## WORK INSTRUCTION
Looking through the listing, how many of its lines hold the word "into"? Answer with only the number.

## TASK INPUT
PR #1346, opened 2022-07-11
:memo: update references to select "main" instead of "master"

danquack:
This will make it so when you click the little pencil on the material site, it will direct you to the right path to edit the file. Also updated the valuesYaml default to point to main, since master doesn't exist anymore.

### DIFF
--- a/deploy/charts/external-secrets/README.md.gotmpl
+++ b/deploy/charts/external-secrets/README.md.gotmpl
@@ -1,4 +1,3 @@
-{{- $valuesYAML := "https://github.com/external-secrets/external-secrets/blob/main/deploy/charts/external-secrets/values.yaml" -}}
 {{- $chartRepo := "https://charts.external-secrets.io" -}}
 {{- $org := "external-secrets" -}}
 # External Secrets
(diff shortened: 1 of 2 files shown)


gusfcarvalho:
hi @danquack ! Can you also update the README.md with your new go template file? I think `make helm.docs` should do the trick.

gusfcarvalho:
Note: I'm starting to think that maybe `make helm.docs` is broken, so if it doesn't update, delete the README.md file and then run the command. That should create an updated version of the file.

gusfcarvalho:
yes then, maybe that will be the best indeed :)

deploy/charts/external-secrets/README.md.gotmpl
```diff
@@ -1,4 +1,4 @@
-{{- $valuesYAML := "https://github.com/external-secrets/external-secrets/blob/master/deploy/charts/external-secrets/values.yaml" -}}
+{{- $valuesYAML := "https://github.com/external-secrets/external-secrets/blob/main/deploy/charts/external-secrets/values.yaml" -}}
```
danquack, line 1:
```suggestion
```

gusfcarvalho:
sorry for the delay @danquack ! And thanks for your contribution! That edit button is fantastic to have fast documentation improvement! :smile:

Issue #1355, opened 2022-07-13
Support additional custom labels on the serviceAccount in the helm chart ( for Azure workloadIdentity support)


alexku7:
Hello

In order to use the Azure Workload Identity authentication we need to add an additional label to the serviceAccount which is running the controller pod

The label is `azure.workload.identity/use: "true"`

Today the helm chart doesn't support to add additional custom labels to the serviceAccount, 
So we need to add this label manually after the helm install

cebidhem:
Hello,

Even though I'm not using AKS, I think it makes sense to give users this possibility. I'm not a maintainer of the project, but I thought it could be an issue I could contribute on, being pure Helm.

Hope this gets merged !

gusfcarvalho:
I think there are other ways to configure your setup without needing to add the label 🤔 but then again this feature would be useful by itself! }

Thanks for your contribution @cebidhem

alexku7:
According the Microsoft docs the label is must to make the workload identity working

Thanks anyway

PR #1357, opened 2022-07-14
feature: gives the possibility to add extra labels to the serviceAcco…

cebidhem:
Fixes https://github.com/external-secrets/external-secrets/issues/1355

With this change, users of the Helm chart will have the possibility to add extra labels to the service accounts.
As explained in the issue, this is needed for users on AKS using Azure Workload Identity authentication.

Defaults to none.

Signed-off-by: cebidhem <cebidhem@pm.me>


cebidhem:
To maintainers of the project: I just modified the Helm charts, and it fails the `golangci-lint` (as the last release commit btw)

I'm not sure I should try to fix it as I'm not a super Golang developer. Let me know what you think.

gusfcarvalho:
> @gusfcarvalho if you have any advice on this I could use it :)

You don't need to. This is the CI failing due to lint timeout... I'm creating a separate issue for that. Some retries should do the trick here.

gusfcarvalho:
@cebidhem thank you for your contribution! 😄

PR #1359, opened 2022-07-15
feat: additional columns for kubectl output

garethjevans:
This should make it easier to debug configuration issues when things haven't initialised correctly.  At the moment `ClusterSecretStore` didn't really have any output displayed. 

To the other types I've added the `status` field from the `Ready` condition, this will aid debugging when there are issues.


moolen (approved):
hey @garethjevans! That's some awesome stuff, thank you very much for your contribution! :medal_sports: :tada:

PR #1371, opened 2022-07-19
Fix Yandex Certificate Manager provider docs

AndreyZamyslov:
Fixes Yandex Certificate Manager provider docs


moolen (approved):
LGTM, thanks for fixing! :pray:

PR #1377, opened 2022-07-20
Helm chart dns options

WoodProgrammer:
Hello,

In deployment manifest of the helmchart dnsOptions was missing, that's why NXDOMAIN error rate is increasing while reaching out to the externalSecret provider address that's why I added this dnsOption to configure ndots, nameservers .. etc

This options brings a new ability to configure dnsOptions if required.

Thanks


deploy/charts/external-secrets/values.yaml
```diff
@@ -338,3 +338,9 @@ certController:
       # requests:
       #   cpu: 10m
       #   memory: 32Mi
+
+
+dnsOptions:
+  options:
+    - name: ndots
+      value: "1"
```
moolen, line 346: We can not change the default setting from `ndots:5` to `ndots:1`. 
Also i'd prefer having the option in `values.yaml` empty, so it doesn't add any dnsOptions by default.

moolen (changes requested):
hey @WoodProgrammer, thank you for your contribution! I agree makes sense to add this :+1:
We shouldn't change the default setting in the helm chart unless there is a good reason for it. Left a comment on that below.

deploy/charts/external-secrets/values.yaml
WoodProgrammer: Hello @moolen thank you for response.

 I removed default values from values.yaml now and README.md adjusted as well.

deploy/charts/external-secrets/templates/deployment.yaml
```diff
@@ -93,6 +93,10 @@ spec:
           volumeMounts:
           {{- toYaml .Values.extraVolumeMounts | nindent 12 }}
           {{- end }}
+      {{- if .Values.dnsConfig }}
+      dnsConfig:
+          {{- toYaml .Values.dnsOptions | nindent 8 }}
```
moolen, line 98:
```suggestion
          {{- toYaml .Values.dnsConfig | nindent 8 }}
```

deploy/charts/external-secrets/README.md
```diff
@@ -75,6 +75,7 @@ The command removes all the Kubernetes components associated with the chart and
 | crds.createClusterExternalSecret | bool | `true` | If true, create CRDs for Cluster External Secret. |
 | crds.createClusterSecretStore | bool | `true` | If true, create CRDs for Cluster Secret Store. |
 | createOperator | bool | `true` | Specifies whether an external secret operator deployment be created. |
+| dnsOptions | object | `{}` | Specifies `dnsOptions` to the external-secrets controller |
```
moolen, line 78: The chart readme is autogenerated, please add comments to the `values.yaml` like below and run `make helm.docs`, that should autogenerate this file.

```yaml
## -- Map of extra arguments to pass to container.
extraArgs: {}
```

moolen (commented):
i did take a look, we're close - just a couple of comments in the `values.yaml` and this should be done :+1:

deploy/charts/external-secrets/README.md
WoodProgrammer: I did not realized that thanks for the clarification let me quickly update it.

deploy/charts/external-secrets/templates/deployment.yaml
WoodProgrammer: I'm on it

WoodProgrammer:
@moolen changes that you suggested has been completed fyi.
Thanks for all the clarification

deploy/charts/external-secrets/values.yaml
```diff
@@ -338,3 +339,6 @@ certController:
       # requests:
       #   cpu: 10m
       #   memory: 32Mi
+
+# -- Specifies `dnsOptions` to deployment
+dnsConfig: {}
```
moolen, line 344:
```suggestion
dnsConfig: {}

```

moolen: There's a linting error, a newline seems to be missing on the end of this file.

WoodProgrammer: done

WoodProgrammer:
@moolen is this PR read to merge :D ?

moolen (approved):
LGTM :) 

Thank you for your contribution! :heart:

WoodProgrammer:
Hi @moolen the chart releaser throw that error => `Resource:Release Field:tag_name Code:already_exists Message:` is that related with my changes ? 

https://github.com/external-secrets/external-secrets/runs/7497660258?check_suite_focus=true

moolen:
no, that's fine. It tried to create a release when it should not :D

PR #1380, opened 2022-07-22
Fix/configure throttle options

### LINKED ISSUE #1336: Client side throttling with many secrets and low refresh interval
On our cluster with ~1,800 external-secrets set at approximately 15s `refreshInterval`,  we frequently see secrets taking minutes to sync, and the following errors (in between successul syncs) in the logs:
```
I0707 17:40:58.294661       1 request.go:665] Waited for 49.945948656s due to client-side throttling, not priority and fairness, request: GET:https://172.20.0.1:443/api/v1/namespaces/foo/secrets/bar-secrets
```
Even with `concurrency` set to a high value like 1,000, we can't get around this throttling. Is it possible to configure the client side rate limiter? The kube go-client has the config [here](https://github.com/kubernetes/client-go/blob/506ef8944cd08d4de904e2a4a8b1039c31c63feb/rest/config.go#L115-L124). I think the external-secrets operator would need to be configured [here](https://github.com/external-secrets/external-secrets/blob/main/cmd/root.go#L93).  (Thanks @gusfcarvalho for help finding this)

This is with release v0.5.5.

**What is the added value?**
This would allow clusters with more sync traffic to maintain performant secret syncs.

Even with this traffic, resource utilization on the pods was very low at around 100mCPU and 220MiB of memory.

gusfcarvalho:
This PR adds configuration options to enable caching and to setup QPS/Burst values for rest.Client.

It uses default values to the QPS/Burst if no value is provided.

Fixes #1336

### DIFF
--- a/cmd/root.go
+++ b/cmd/root.go
@@ -54,6 +54,8 @@ var (
 	enableConfigMapsCache                 bool
 	concurrent                            int
 	port                                  int
+	clientQPS                             float32
+	clientBurst                           int
 	loglevel                              string
 	namespace                             string
 	enableClusterStoreReconciler          bool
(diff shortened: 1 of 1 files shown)


moolen (approved):
LGTM :+1:

PR #1381, opened 2022-07-24
Implements dataFrom key rewrite

gusfcarvalho:
- [x] Logic implementation
- [x] Unit tests
- [x] Documentation
- [x] e2e tests


moolen (commented):
Had a quick look, looks very good so far, couldn't break it :D

Things that i found notable while tinkering around with it (maybe it's worth to document that):
* rewrites are applied in a particular order and operations can be layered on top of each other
* named capture groups work very well for rewriting and keeping sanity 
* when regexp doesn't match nothing is happening. This is absolutely fine, but may come in as a surprise

gusfcarvalho:
Ready for review :smile: PTAL.

apis/externalsecrets/v1beta1/externalsecret_types.go
```diff
@@ -212,17 +212,31 @@ const (
...
 	// +optional
 	Find *ExternalSecretFind `json:"find,omitempty"`
+
+	// Used to rewrite secret Keys after getting them from the secret Provider
+	// +optional
+	Rewrite []ExternalSecretRewrite `json:"rewrite,omitempty"`
 }
 
+type ExternalSecretRewrite struct {
+	// Rewrite using regular expressions
```
moolen, line 229: Could you please expand this a bit? This is very helpful when using `kubectl explain` or the reference docs.

docs/guides-datafrom-rewrite.md
```diff
@@ -0,0 +1,79 @@
...
+## Methods
+
+### Regexp
+This method implements rewriting through the use of regular expressions. It needs a `source` and a `target` field. The source field is where the definition of the matching regular expression goes, where the `target` field is where the replacing expression goes. 
+
+Some considerations about the impelementation of Regexp Rewrite:
+
+1. The input of a subsequent rewrite operation are the outputs of the previous rewrite.
+2. If a given set of keys do not match any Rewrite operation, there will be no error. Rather, the original keys will be used.
+3. If a `source` is not a compilable `regexp` expression, an error will be produced.
```
moolen, line 18:
```suggestion
3. If a `source` is not a compilable `regexp` expression, an error will be produced and the external secret goes into a error state.
```

docs/guides-getallsecrets.md
```diff
@@ -33,7 +33,12 @@ Some providers support filtering out a find operation only to a given path, inst
 ### Avoiding name conflicts
 By default, kubernetes Secrets accepts only a given range of characters. `Find` operations will automatically replace any not allowed character with a `_`. So if we have a given secret `a_c` and `a/c` would lead to a naming conflict. 
 
-It is not entirely possible to avoid this behavior, but setting `dataFrom.find.conversionStrategy: Unicode` reduces the collision probability. When using `Unicode`, any invalid character will be replaced by its unicode, in the form of `_UXXXX_`. In this case, the available kubernetes keys would be `a_c` and `a_U2215_c`, hence avoiding most of possible conflicts.
+
+If you happen to have a case where a conflict is happening, you can use the `rewrite` block to apply a regexp on one of the find operations (for more information please refer to [Rewriting Keys from DataFrom](guides-datafrom-rewrite.md)).
+
+You can also set  `dataFrom.find.conversionStrategy: Unicode` to reduce the collistion probability. When using `Unicode`, any invalid character will be replaced by its unicode, in the form of `_UXXXX_`. In this case, the available kubernetes keys would be `a_c` and `a_U2215_c`, hence avoiding most of possible conflicts.
```
moolen, line 39: Is the `conversionStrategy` now obsolete with this feature, should we deprecate it?

moolen (commented):
Very good stuff! :partying_face: 
Left a couple of suggestions, also the e2e tests seem to be failing :mag:

docs/guides-getallsecrets.md
gusfcarvalho: hmm, I'm not sure!

For me ConversionStrategy plays an important role for users who just uses `dataFrom.find`. If we remove it, `dataFrom.find` for AWS SSM and HashiVault would only work if users explicitly defined a rewrite operation there.  So in this sense, ConversionStrategy ends up being kind of a guardrail.

I would say I am inclined to drop Unicode away, but I'm not sure how the rewrite would work with non-traditional characters (e.g. emojis 😄).

WDYT?

apis/externalsecrets/v1beta1/externalsecret_types.go
gusfcarvalho: I did some suggestions there, but I'm not sure how more/less verbose I should be. WDYT of the current version?

moolen: This is good for now!

docs/guides-getallsecrets.md
moolen: I think i'd like to get rid of it and make it explicit with `rewrite`.

> for AWS SSM and HashiVault would only work if users explicitly defined a rewrite operation 

We can return an error with a call to action towards the user.

> considering regexp works fine with weird symbols

I tried that with this PR, unicode can be defined in a yaml manifest and replaces as desired: 

given:

```
鯨-example => foobar
``` 
and
```yaml
- regexp:
    source: ^鯨(.*)
    target: test${1}
```
gives
```
test-example -> foobar
```

gusfcarvalho: > We can return an error with a call to action towards the user.

You mean have a validation function before trying to patch the kubernetes secret, right? Otherwise we wouldn't be able to say for sure that the error is indeed the keys not being valid.

moolen: Yeah, that would work. I just want the user to see: `hey, your keys are invalid, please use rewrite function to fix that <link to docs>`

gusfcarvalho: I didn't start testing it yet, but wanted to push so you can take a look. Something in this direction?

I personally don't like that the defaults will be different -> i.e. applied manifests will automatically deprecate

moolen: yeah, good point with the defaults. We can't change the default behaviour due to our deprecation policy.
We could change the behaviour in a way that allows us to go forward:
1. If `conversionStrategy=Default` and NO rewrite is set: apply the current behaviour (rewrite keys with the Default strat). This is forward and backward compatible
2. If `conversionStrategy=Default` and rewrite is defined: use rewrite INSTEAD OF the `conversionStrategy`. This is forward-compatible and a user needs to opt-in to the rewrite feature in order to change the behaviour. This is backwards-incompatible but only if a user opts into the feature.

Going forward we would then remove the `conversionStrategy` completely and replace it with a `v1beta2` version. WDYT?

gusfcarvalho: LGTM! I would just add a third step:
3. If `conversionStrategy=Base64`: generate an event pointing to the deprecation of `conversionStrategy`.

> Going forward we would then remove the conversionStrategy completely and replace it with a v1beta2 version. WDYT?

The idea would be to keep all `v1alpha1`, `v1beta1` and `v1beta2` running, is that correct? I agree it is probably the best approach (although I can only imagine the whole `webhook` again 😭)

pkg/controllers/externalsecret/externalsecret_controller.go
```diff
@@ -533,9 +535,20 @@ func (r *Reconciler) getProviderSecretData(ctx context.Context, providerClient e
...
 			}
-			secretMap, err = utils.ConvertKeys(remoteRef.Find.ConversionStrategy, secretMap)
+			secretMap, err = utils.RewriteMap(remoteRef.Rewrite, secretMap)
 			if err != nil {
-				return nil, fmt.Errorf(errConvert, err)
+				return nil, fmt.Errorf(errRewrite, i, err)
+			}
+			if len(remoteRef.Rewrite) == 0 {
+				// ConversionStrategy is deprecated. Use RewriteMap instead.
+				r.recorder.Event(externalSecret, v1.EventTypeWarning, esv1beta1.ReasonDeprecated, fmt.Sprintf("dataFrom[%d].find.conversionStrategy=%v is deprecated and will be removed in further releases. Use dataFrom.rewrite instead", i, remoteRef.Find.ConversionStrategy))
```
gusfcarvalho, line 544: It makes sense to me to emit events only for `find` operations. Most use cases for `extract` won't need to have a rewrite strategy to be compliant with Kubernetes secrets.

moolen: LGTM :+1:

moolen (approved):
LGTM :+1:! 
I added docs around how to sanitize keys for Kubernetes.

knelasevero:
Looks great to me! Very nice

@bhargavamin @jzbruno looking at the provided docs

https://github.com/external-secrets/external-secrets/blob/90f861572059ff5c252dc10fd7955bd18026e862/docs/guides-datafrom-rewrite.md

is this covering everything that you expected?

jzbruno:
> Looks great to me! Very nice
> 
> @bhargavamin @jzbruno looking at the provided docs
> 
> https://github.com/external-secrets/external-secrets/blob/90f861572059ff5c252dc10fd7955bd18026e862/docs/guides-datafrom-rewrite.md
> 
> is this covering everything that you expected?

Yes looks good to me. Thanks!

Heads up. I did have to find that example snippet in the snippets folder though, it did not auto populate. Not sure if this happens after merge or is a mistake.

knelasevero:
Thanks :)

Yeah, I think snippets won't show on GitHub preview, only on the generated website

gusfcarvalho:
Awesome! Merging it, then! 😄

## OUTPUT OF THE TASK
2